Queries SQLite tables (entity, vendor, mortgage, invoice_tracker). Use for structured lookups: vendor lists, entity/property info, owner/manager details, utility flags.

Monday.com

Reads the AP board for invoice workflow: status, due dates, paid dates, recurring flags, group assignments. Also reads the M&O board for task notices.

Upload

Reads a file you attach to the chat. Use for reconciliation, comparison, or analysis of external data against your system.

Code

Runs Python in a read-only sandbox with pandas, SQLite access, and data from prior pipeline steps. Use for calculations, aggregations, charts, and visualizations.

Chat Input

The chat input bar sits at the bottom of the page. On the left is a paperclip icon for attaching files, and on the right is a send arrow. Type your question and press Enter or click the send arrow.

Uploading Files

Click the paperclip to attach a file before or while typing your message. Accepted types: PDF, CSV, Excel (.xlsx/.xls), and TSV.

The system knows to use the uploaded file when you reference “the file,” “the spreadsheet,” “the register,” or similar language. You can also just attach a file without typing anything and it will analyze the contents automatically.

Example Queries

Single-source queries that search documents, the database, or Monday.com directly.

  • “What is on the latest SCE invoice for Westwood?”
  • “Find the lease for 1234 Main Street”
  • “Show me all task notices from this month”
  • “What is the rent amount on the LAX lease?”
  • “List all utility vendors”
  • “Which properties does owner EM manage?”
  • “What invoices are pending on the AP board?”
  • “Show me all paid invoices from last week”

Bulk CSV Extraction

When you ask for data across many documents in a tabular format, the system automatically switches to bulk mode. It casts a wider search net, processes documents in batches, and produces a downloadable CSV.

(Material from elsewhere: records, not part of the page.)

PR #908, opened 2019-10-21
Fd 752

VeenaGondkar:


stackdump:
@VeenaGondkar is this supposed to go into a4 ?

stackdump:
@Emyrk  wants to use named error 

https://golang.org/pkg/errors/#example_New

PR #912, opened 2019-10-29
Fd 1235 prevent election replacing more than half of feds

stackdump:
re-opening PR

TODO: need to add activation height for this change


common/messages/dbstate_test.go
```diff
@@ -350,6 +350,135 @@ func TestSignedDBStateValidate(t *testing.T) {
 	}
 }
 
+// Test that a DBStateMsg.Validate() will return invalid (-1) if the starting federated servers
+// no longer hold a majority in the next block due to replacements
+func TestDBStateValidateReplaceFeds(t *testing.T) {
```
stackdump: This test times out when run locally and on Circle

PR #916, opened 2019-11-08
Fd 1245 rebase

VeenaGondkar:


common/directoryBlock/directoryBlock.go
```diff
@@ -373,6 +373,7 @@ func (b *DirectoryBlock) BuildKeyMerkleRoot() (keyMR interfaces.IHash, err error
 	if err != nil {
 		return nil, err
 	}
+	b.HeaderHash = headerHash
```
stackdump: @VeenaGondkar  seems like the only real code change do we need this?

recovery
```diff
@@ -0,0 +1,2 @@
+2019-11-08 12:13:58.66838948 -0600 CST m=+903.683146929
```
stackdump: it's my fault for leaving this recovery log w/o the '*.txt' extension - maybe I should update the gitignore

PR #921, opened 2019-11-18
Fd 1150 live api test

stackdump:
Merged changes from live API NOTE: 

still expect one more change 
```

[BIF] Sander PostmaToday at 10:08 AM
I do have one addition today (an extra event for when an anchorRecord comes in)
I didn't commit it yes so please let me know whether to use the same git branch or another.
```


stackdump:
Also left a message in FCD discord:

noticed that not all tests from the live api are in '_test' packages
it seems to be out of convience for using some methods in some of the event packages

Unsure if this is really an issue just thought it was notable since this doesn't happen elsewhere in the codebase

stackdump:
Will include changes from this PR https://github.com/FactomProject/factomd/pull/926 for A4

PR #929, opened 2019-11-24
FD-1254 release candidate rolling to master (v6.4.5)

carryforward:
this is the emergency patch that fixes the timing edge case bug for commits.


common/constants/constants.go
```diff
@@ -484,3 +484,4 @@ const (
 //Fast boot save state version (savestate)
 //To be increased whenever the data being saved changes from the last version
 const SaveStateVersion = 13
+const PreBootWindow = 60 // allow an N minute window before boot where messages will be accepted
```
Emyrk: We should revert this to 20

Issue #930, opened 2019-11-25
Infinite loop in Catchup [6.4.5]


WhoSoup:
I'm running 6.4.5 and I noticed that there is an infinite loop in message requests that was causing my testnet follower node to send an excessive amount of data (maxing out my upload basically) and use an excessive amount of cpu. i found the culprit via a cpu trace
the change is this one: <https://github.com/FactomProject/factomd/commit/3f06801a03c1f7935df143ba6fb559a1325a73f7#diff-a6bb2e2c0c0fbd9a9049edb474cb8e01R46>
the state.RequestTimeout doesn't have a default value, so before it would always get set to ~30s, but after that change it's set to 0, causing the second anonymous function to spin out: <https://github.com/FactomProject/factomd/blob/87cc5552c8f0bd5da6dcf584d63714e7a0a5bd72/state/dbStateCatchup.go#L215>, which considers every request to wait for a dblock to be timed out and re-add it as missing, sending out a request to the network.

Suggestion: re-introduce https://github.com/FactomProject/factomd/blob/87cc5552c8f0bd5da6dcf584d63714e7a0a5bd72/state/dbStateCatchup.go#L46-L54 (from 6.4.4) for now

PR #931, opened 2019-11-25
restore old behavior when setting RequestTimeout

stackdump:
https://github.com/FactomProject/factomd/issues/930

@WhoSoup  Identified a bug in this latest RC


factom-clay:
there are type problems with the old code as well. this is fixed in FD-11255 instead.

PR #934, opened 2019-11-26
FD-1243 Release Candidate Confetti (v6.5.0)

carryforward:
this primarily contains grants for the 2019-04 grant round.

This also contains the items from the Rolling release (v6.4.5) which was released as a quick patch to fix a timing issue that was causing problems.


carryforward:
in the merge to develop, this also included the Post-it (v6.4.4) release, that fixed a Missing Message Response bug.

carryforward:
this is the comparison for the difference between this branch and master:
https://github.com/FactomProject/factomd/compare/master...FD-1243_release_candidate_confetti

PR #939, opened 2019-12-10
Fd 1150 live api test

stackdump:
New PR for latest refactor done to live_feed api


database/databaseOverlay/overlay.go
```diff
@@ -124,6 +125,9 @@ type Overlay struct {
 
 	BitcoinAnchorRecordPublicKeys  []interfaces.Verifier
 	EthereumAnchorRecordPublicKeys []interfaces.Verifier
+
+	// We need access to the state to be able emit anchor events
+	parentState events.StateEventServices
```
stackdump: Still looking at all the other changes to understand this - but my first impression is that it's strange to have an events dependency on the DB overlay @Emyrk thoughts?

Emyrk: Yea, the anchors only live in the db. This is a bit strange, and I think to resolve it would require some anchor refactoring.

stackdump: spoke about this - we'll try to do something cleaner during refactor - but will merge this.

Issue #947, opened 2020-01-05
[6.5.0] API Diagnostics index out of range error during elections


WhoSoup:
I'm moving this error from discord/#testnet-chat over to here so it can get some more visibility. It was originally reported by Allen from HashQuark, which is running `v6.5.0-p2p2-beta1-alpine`, though after my initial investigation, I believe the error is likely part of the core code, not the p2p2 beta code or an incompatibility between the two.

The error is an index out of range error, with the full text here: https://gist.github.com/WhoSoup/9722804f43dbef01ff4f0812cf890d5d

The line that fails is \#1588 in the following block: https://github.com/WhoSoup/factomd/blob/387bb5f63a02f1ff82589a17cb8e98c101742378/wsapi/wsapiV2.go#L1581-L1588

For example: “Give me a CSV of all vendor invoice amounts for 2024” or “Extract account numbers from all SCE invoices.”

Response Features

Formatted Tables

Responses often include markdown tables for structured data like property overviews, rent schedules, vendor lists, and invoice summaries.

Referenced Files

Expandable list of documents the AI used. Shows filename, type, matched page, relevance score, and server path. Click Open to launch the file.

Download CSV

Appears when the response includes tabular data. Downloads the extracted data as a CSV file with a generated filename.

Export Response

Downloads the individual question and response as a formatted PDF.

Retry

Appears on the most recent response. Reruns the full pipeline for the same question, which can produce different results.

Charts

When the code execution step generates a visualization, it renders inline below the text response.

Chat Sidebar

Chat sidebar

The sidebar shows system status at a glance.

SectionWhat it shows
Search IndexPages, documents, invoice count, and document count from the vector database.
DatabaseEntity, vendor, and tracked invoice counts from SQLite.
ConnectionsStatus indicators (checkmark or X) for Server, Monday.com, and ChromaDB.
Deep ThinkingCheckbox that increases reasoning depth for all Gemini calls. Useful for complex questions; responses take longer.
Document Read DepthControls how much OCR text per page the AI reads. Four presets: Quick (minimal text, fast), Standard (balanced, default), Thorough (more text, better for detailed extraction), and Full (entire document, no truncation). Higher settings improve accuracy on long or dense documents but use more tokens and may require additional processing batches.
Attached FileName and size of the currently uploaded file, if any.
Clear ChatResets the conversation, clears the attached file, and resets token tracking.
Export ChatDownloads the full conversation as a formatted PDF. Appears after at least one exchange.